= Arthur Hambleton =

Chief Constable of Dorset Police

Arthur Hambleton

Arthur Hambleton (29 October 1915 – 10 October 2012) was a police officer in Dorset Police. He is notable for his involvement in Operation Countryman.

Hambleton was born in Leeds on 29 October 1915. He was one of 12 children. He left school at 16, and worked, at his father's behest, at a butcher's shop. He did so for six years before, in 1937, he joined West Riding Police, the police force which at the time covered the West Riding of Yorkshire. He served with the force until 1942, when he joined the Royal Marines. He became an officer in 1943, and was mentioned in dispatches, eventually becoming a captain.

In March 1945 he fought in a battle to take the Küsten Canal, suffering multiple wounds to the head and buttocks. He refused to be evacuated, and was awarded the Military Cross as a result.

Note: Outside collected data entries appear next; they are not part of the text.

PR #751, opened 2021-09-24
docs: add supported kubernetes versions

aramase:

- Adds supported kubernetes versions for the driver

Fixes #

This change was inspired by the supported kubernetes version note in [gatekeeper](https://github.com/open-policy-agent/gatekeeper)

### DIFF
--- a/docs/Release_Management.md
+++ b/docs/Release_Management.md
@@ -44,6 +44,18 @@ This project strictly follows [semantic versioning](https://semver.org/spec/v2.0
 
 - Any `fixes` or `patches` should be merged to main and then `cherry pick` to the release branch.
 
+## Supported Releases
+
+Applicable fixes, including security fixes, may be cherry-picked into the release branch, depending on severity and feasibility. Patch releases are cut from that branch as needed.
+
+We expect users to stay reasonably up-to-date with the versions of Secrets Store CSI Driver they use in production, but understand that it may take time to upgrade. We expect users to be running approximately the latest patch release of a given minor release and encourage users to upgrade as soon as possible.
+
+We expect to "support" n (current) and n-1 major.minor releases. "Support" means we expect users to be running that version in production. For example, when v1.3.0 comes out, v1.1.x will no longer be supported for patches and we encourage users to upgrade to a supported version as soon as possible.
+
+## Supported Kubernetes Versions
+
+Secrets Store CSI Driver will maintain support for all actively supported Kubernetes minor releases per [Kubernetes Supported Versions policy](https://kubernetes.io/releases/version-skew-policy/). If you choose to use Secrets Store CSI Driver with a version of Kubernetes that it does not support, you are using it at your own risk.
+
 ## Acknowledgement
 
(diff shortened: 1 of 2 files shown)


docs/Release_Management.md
```diff
@@ -44,6 +44,18 @@ This project strictly follows [semantic versioning](https://semver.org/spec/v2.0
...
+
+Applicable fixes, including security fixes, may be cherry-picked into the release branch, depending on severity and feasibility. Patch releases are cut from that branch as needed.
+
+We expect users to stay reasonably up-to-date with the versions of Secrets Store CSI Driver they use in production, but understand that it may take time to upgrade. We expect users to be running approximately the latest patch release of a given minor release and encourage users to upgrade as soon as possible.
+
+We expect to "support" n (current) and n-1 major.minor releases. "Support" means we expect users to be running that version in production. For example, when v1.3.0 comes out, v1.1.x will no longer be supported for patches and we encourage users to upgrade to a supported version as soon as possible.
+
+## Supported Kubernetes Versions
+
+Secrets Store CSI Driver is assumed to be compatible with n-4 versions of the latest stable Kubernetes release per [Kubernetes Supported Versions policy](https://kubernetes.io/releases/version-skew-policy/). If you choose to use Secrets Store CSI Driver with a version of Kubernetes that it does not support, you are using it at your own risk.
```
tam7t, line 57: I'm not seeing how the version skep policy link translates to n-4? is that the correct link?

docs/book/src/getting-started/installation.md
```diff
@@ -13,7 +13,9 @@ The helm chart repository URL has changed to `https://kubernetes-sigs.github.io/
 
 #### Supported kubernetes versions
 
-Recommended Kubernetes version:
+The minimum supported Kubernetes version of Secrets Store CSI Driver is n-4 versions of the latest stable Kubernetes release per [Kubernetes Supported Versions policy](https://kubernetes.io/releases/version-skew-policy/).
+
+##### Minimum Kubernetes versions
 
 - **v1.16.0+** (For Linux)
```
tam7t, line 20: According to https://kubernetes.io/releases/patch-releases/ it seems like Kubernetes only supports 1.19 and newer currently.

Should we update accordingly? I know it _should_ work on 1.16 but may be better for us be more proactive in walking that forward as we only have e2e tests for 19, 20, 21, and 22.

docs/Release_Management.md
aramase: > The Kubernetes project maintains release branches for the most recent three minor releases (1.22, 1.21, 1.20). Kubernetes 1.19 and newer receive approximately 1 year of patch support. Kubernetes 1.18 and older received approximately 9 months of patch support.

The current release is 1.22 and 1.19 above is still supported.

tam7t: Ah, I took that as that the intent was to support 3 minor releases and that 1.19 was a special case where it transitioned to a 12 month support flow, but that going forward it will only be 3 branches.

It might be better to phrase it as `Secrets Store CSI Driver will maintain support for all actively supported Kubernetes minor releases`, so that it stays in sync if K8s support periods change

docs/book/src/getting-started/installation.md
nilekhc: Rather than updating versions here every time, I think we should remove section entirely or just point to `supported releases` section. WDYT?

tam7t: That works for me too

Issue #636, opened 2021-07-15
Additional Linters


tam7t:
**Describe the solution you'd like**
Propose expanding `golangci-lint` linters to include the following:

- [ ] errcheck
- [ ] staticcheck
- [ ] typecheck

These would bring us to include [all default](https://golangci-lint.run/usage/linters/).

Additionally I think the following are probably worth including to enforce style and catch bugs:

- [ ] stylecheck
- [x] durationcheck
- [ ] errorlint
- [x] exhaustive
- [x] exportloopref
- [ ] nilerr
- [x] makezero

**Anything else you would like to add:**

I've marked out ones where there are currently no issues and the linter could be added immediately.

The current config has implicit `exclude-use-default: true` which filters out a number of existing findings that should maybe be reviewed individually.

**Environment:**

- Secrets Store CSI Driver version: (use the image tag):
- Kubernetes version: (use `kubectl version`):

aramase:
Let's add `goconst` and `gocyclo` too to the list

jayesh-srivastava:
Hi. I am a new contributor and I would like to work on this issue. Can you please guide me through this? And can you please assign me?

KamalSinghKhanna:
hey , I would like to take this issue suggest me ways to proceed.

tam7t:
This issue should stay open as there are a number of additional linters that would be good to enable.

aramase:
The last PR for the changes was merged: https://github.com/kubernetes-sigs/secrets-store-csi-driver/pull/790.

/close

PR #790, opened 2021-10-18
chore: add more linters and fix issues

mallow111:
Add the last linter check items
**Which issue(s) this PR fixes
Fixes #https://github.com/kubernetes-sigs/secrets-store-csi-driver/issues/636

Added //gocyclo:ignore for function reconcile, the reason is that this is the only function that violates  gocyclo check, also this function itself is pretty complicated, and I am new to this code base, dont want to break it for 1 simple linter check.

### DIFF
--- a/.golangci.yml
+++ b/.golangci.yml
@@ -11,8 +11,10 @@ linters:
     - durationcheck
     - exportloopref
     - errcheck
+    - errorlint
     - exhaustive
     - goconst
+    - gocyclo
     - gofmt
     - goimports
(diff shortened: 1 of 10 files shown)


mallow111:
@arahamad  @tam7t  do you guys still want to keep the errlint then?

tam7t:
/lgtm

I think I like this as-is and we can separately consider the pkg/errors usage

aramase:
/retitle chore: add more linters and fix issues

PR #805, opened 2021-11-10
feat: add token requests client

aramase:

- Adds token request client to the driver
  - This client will be used to generate token for configured audiences and expiration seconds. If this is enabled, providers no longer need to generate the token.
  - We're reusing the token generation logic from kubelet which caches the token until it expires and cache cleanup is explicitly called as part of `NodeUnpublishVolume`.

After rejoining the police in 1945, he worked his way up through the ranks, eventually becoming assistant chief constable in Cardiff. He joined Dorset Police in 1962, and worked his way up to chief constable of that force, receiving an Order of the British Empire in 1971 and Commander of the Order of the British Empire in 1977. He was appointed as a Knight of the Most Venerable Order of Hospital of Saint John of Jerusalem.

He was particularly notable for heading up one of the first major corruption investigations into the Metropolitan Police, Operation Countryman, before retiring in February 1980.

Hambleton died in 2012 and is buried at St Laurence's Church, Upwey.